De nombreux détenus sont capables de se mentir de manière convaincante, de se considérer comme des gens fondamentalement bons qui sont des victimes innocentes d’une société injuste et insouciante. Parfois, il est très difficile de nous voir tels que nous sommes vraiment, et beaucoup plus facile de blâmer les autres pour nos actions. Pendant des années, c’est exactement ce que j’ai fait. J’étais en colère contre tout le monde sauf contre la personne avec laquelle j’aurais dû être le plus en colèremyself moi-même. Il a fallu des années pour que cette colère se calme et commence à accepter ce que j’étais devenu.

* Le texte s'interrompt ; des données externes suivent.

Issue #1645, opened 2017-09-11
Dynamic point textures


nvkelso:
Tangram ES support for JS issue tracked in https://github.com/tangrams/tangram/pull/588.

Relaxes the requirement that a `points`-based style be bound to only one (or no) texture.

With this change, a scene author can freely re-assign (or un-assign) the texture that the style is bound to, within a `draw` group, using the `texture` parameter.

_Note: one motivation for this feature from the Mapzen cartography perspective is easier support for additional textures in the future, such as expanded road shields for US states and countries, where it is impractical to fit all these shields into a single texture (and/or some textures may be loaded lazily at run-time, only when those regions are visited)._

**For example:**

```
layers:
  data: ...
   
  landuse:
    filter: ...
    draw:
      points:
        texture: landuse.png # render landuse icons with one texture
        ...

  pois:
    filter: ...
    draw:
      points:
        texture: pois.png # render POI icons with a different texture
        ...

    zoos:
      filter: ...
      draw:
        points:
          texture: zoos.png # override in sublayer to render zoos with a third texture

```

This change is fully backwards compatible with existing `styles`: if a style has set a `texture`, this simply becomes the default value, but that value can then be overridden if desired within `layers`.

If no `texture` value is set for the final merged `draw` group (either because it was not set by the `style` or by a parent layer's `draw` group, or it was explicitly *un-set* in a child `draw` group with `texture: null`), then the feature will be drawn with the built-in points style (e.g. as regular `points` would be drawn, with no texture bound).

Extending the example above:

```
  buildings:
    filter: ...
    draw:
      points:
        color: red # no texture is set by parent style or layer, so buildings will draw as simple points
        ...

  pois:
    filter: ...
    draw:
      points:
        texture: pois.png # default POI texture

    parks:
      filter: ...
      draw:
        points:
          texture: null # texture is explicitly un-set, so parks will render as simple points
          color: green
          ...
```

Internally, this feature uses the recently added "mesh variant" concept, where the same style can create sub-meshes that each have their own uniform state or vertex layouts. All vertex layouts must be compatible with the same underlying shader program, but a variant can set a vertex attribute to a static value to lower memory consumption, if that attribute has a suitable default value. For this PR, the variants will vary the uniform texture sampler that is bound for sprites, and the vertex layout can set static values of zero for point outlines where they are not needed.

tallytalwar:
Addressed by #1665

PR #1665, opened 2017-09-26
Dynamic PointStyle textures

hjanetzek:
https://github.com/tangrams/tangram-es/issues/1645

### DIFF
--- a/core/src/scene/sceneLoader.cpp
+++ b/core/src/scene/sceneLoader.cpp
@@ -1555,8 +1555,8 @@ void SceneLoader::parseStyleParams(Node params, const std::shared_ptr<Scene>& sc
             if (value.IsScalar()) {
                 auto strVal = value.Scalar();
                 out.push_back(StyleParam{ StyleParamKey::texture, strVal });
-            } else {
-                ;// TODO load texture
+            } else if (value.IsNull()){
+                out.push_back(StyleParam{ StyleParamKey::texture, "" });
             }
             continue;
         }
--- a/core/src/scene/sceneLoader.cpp
+++ b/core/src/scene/sceneLoader.cpp
@@ -308,7 +308,8 @@ bool SceneLoader::applyConfig(const std::shared_ptr<Platform>& _platform, const 
     return true;
 }
 
-void SceneLoader::loadShaderConfig(const std::shared_ptr<Platform>& platform, Node shaders, Style& style, const std::shared_ptr<Scene>& scene) {
+void SceneLoader::loadShaderConfig(const std::shared_ptr<Platform>& platform, Node shaders, Style& style,
+                                   const std::shared_ptr<Scene>& scene) {
 
     if (!shaders) { return; }
 
@@ -416,7 +417,9 @@ glm::vec4 parseMaterialVec(const Node& prop) {
     return glm::vec4(0.0);
 }
 
-void SceneLoader::loadMaterial(const std::shared_ptr<Platform>& platform, Node matNode, Material& material, const std::shared_ptr<Scene>& scene, Style& style) {
+void SceneLoader::loadMaterial(const std::shared_ptr<Platform>& platform, Node matNode, Material& material,
+                               const std::shared_ptr<Scene>& scene, Style& style) {
+
     if (!matNode.IsMap()) { return; }
 
     if (Node n = matNode["emission"]) {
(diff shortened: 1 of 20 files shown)


core/src/scene/sceneLoader.cpp
```diff
@@ -1545,18 +1544,28 @@ void SceneLoader::parseStyleParams(Node params, const std::shared_ptr<Scene>& sc
...
             parseTransition(prop.second, scene, key, out);
             continue;
         }
 
+        if (key == "texture") {
+            if (value.IsScalar()) {
+                auto strVal = value.Scalar();
+                out.push_back(StyleParam{ StyleParamKey::texture, strVal });
+            } else {
+                ;// TODO load texture
```
tallytalwar: Is this a documented use case, where a texture could be defined directly as a style parameter instead of in the scene and referred as a style parameter?

core/src/style/pointStyleBuilder.cpp
```diff
@@ -105,13 +105,6 @@ void PointStyleBuilder::setup(const Marker& _marker, int zoom) {
 }
 
 bool PointStyleBuilder::checkRule(const DrawRule& _rule) const {
```
tallytalwar: What is the reason of always making point style pass irrespective of any color or texture parameter set?

core/src/style/pointStyleBuilder.cpp
```diff
@@ -275,38 +270,62 @@ void PointStyleBuilder::addLabel(const Point& _point, const glm::vec4& _quad,
...
+    if (!_params.texture.empty()) {
 
-        if (!m_style.spriteAtlas()->getSpriteNode(_params.sprite, spriteNode) &&
-            !m_style.spriteAtlas()->getSpriteNode(_params.spriteDefault, spriteNode)) {
-            return false;
-        }
+        if (_params.texture == "null") {
+            texture = nullptr;
+        } else {
+            if (!m_style.textures()) {
```
tallytalwar: I am not sure this is required, this check is mandating that the style must define a texture for it to be overriden in the draw group. Based on the description of the problem in #1645 that does not seem to be case. Can you clarify?

matteblair:
I've been testing this a bit and have two questions:

1. Setting new textures in `draw` seems to work, but I don't see the expected behavior when I *unset* a texture at the `draw` level. Setting a null or empty value for the texture parameter should cause the point to draw with the default point texture and that doesn't seem to happen.

2. This can be very, very inefficient. By setting  a custom texture on one of the POI layers in the default scene, I produced over 10 times as many draw calls to render the points style. These are expensive draw calls too because they rebind textures and they don't use VAOs (also: why don't we use VAOs for point styles??). Is there a way to sort our points by texture before we submit them for drawing? We *could* merge this without improving the batching, but it would be better to address this performance bottleneck before users hit it.

tallytalwar:
> Setting new textures in draw seems to work, but I don't see the expected behavior when I unset a texture at the draw level. Setting a null or empty value for the texture parameter should cause the point to draw with the default point texture and that doesn't seem to happen.

This does seem to work for me and as described in the issue:
>If no texture value is set for the final merged draw group (either because it was not set by the style or by a parent layer's draw group, or it was explicitly un-set in a child draw group with texture: null), then the feature will be drawn with the built-in points style (e.g. as regular points would be drawn, with no texture bound).

tallytalwar:
Ok I see, I can repro what @matteblair mentioned above in `1`.

Refer the following scene file diff:

```
diff --git a/scenes/scene.yaml b/scenes/scene.yaml
index 627d2e0b..6bbf74af 100644
--- a/scenes/scene.yaml
+++ b/scenes/scene.yaml
@@ -60,6 +60,9 @@ textures:
             arrow: [1, 1175, 22, 22]

 styles:
+    icons:
+        base: points
+        texture: pois
     heightglow:
         base: polygons
         blend: translucent
@@ -307,8 +310,8 @@ layers:
             # oneway arrows and shields are distinct groups!
             filter: { oneway: yes, shield_text: false, $zoom: { min: 17 } }
             draw:
-                points:
-                    texture: pois
+                icons:
+                    texture: null
                     flat: true
                     sprite: arrow
                     size: [[17, 18px], [18, 20px], [20, 32px]]
```

One would expect no arrows will be shown as the texture is explicitly set to `null` in the draw rules, but it does render the arrows.

core/src/scene/sceneLoader.cpp
hjanetzek: Yes, I was not sure about this. Though regarding consistency we have 'Load inline material  textures' in SceneLoader.

core/src/style/pointStyleBuilder.cpp
hjanetzek: Updated checkRule to also check dynamic textures. Thanks!

core/src/style/pointStyleBuilder.cpp
hjanetzek: This is just a nullptr check before accessing the global texture map :)

matteblair:
The CI build errors should fix themselves after rebasing: https://circleci.com/gh/tangrams/tangram-es/2297

There must be some issue with the Xcode 8.1 image we previously used on CircleCI.

matteblair:
Would it be simpler to use the "style-default draw rule" mechanism to handle the dynamic texture behavior? That is, we may not need a new "default texture" field in PointStyle, we can store that information in the "default draw rule" for that style and let the merging take care of the per-draw-rule behavior.

hjanetzek:
@matteblair good point! Though looking into it this seems to be slightly less efficient and it would not simplify the implementation.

Non seulement le Depo-Lupron a libéré mon esprit, mais il a également permis à mon jugement moral de s’éveiller, ce qui m’a rendu quelque chose que je pensais avoir perdu à jamais my mon humanité. Maintenant que mon esprit était clair, j’ai commencé à prendre conscience de choses que je n’aimais pas chez moi. J’ai réalisé à quel point j’étais faible et effrayée, et comment j’avais permis au monstre dans mon esprit de me contrôler. J’ai commencé à ressentir le terrible chagrin et la détresse que j’avais causés à mes victimes, à leurs familles et à leurs amis, à ma propre famille. J’ai aussi commencé à ressentir le poids impressionnant de la responsabilité de mes actions. Et enfin, j’ai ressenti le sens profond de la culpabilité qui entoure mon âme de nuages sombres et tourmentés de haine de soi et de remords. Tout cela me laisse avec un profond désir de faire amende honorable, ce qui, dans les circonstances actuelles, semble presque impossible. Pourtant, c’est ce à quoi j’aspire le plus:réconciliation avec les esprits de mes victimes, avec leurs familles et amis, avec moi-même et mon Dieu. Si cela se produit, ce sera la partie finale – et sans doute la plus difficile – de ma transformation. Si seulement la science pouvait créer un médicament pour m’aider avec ce problème.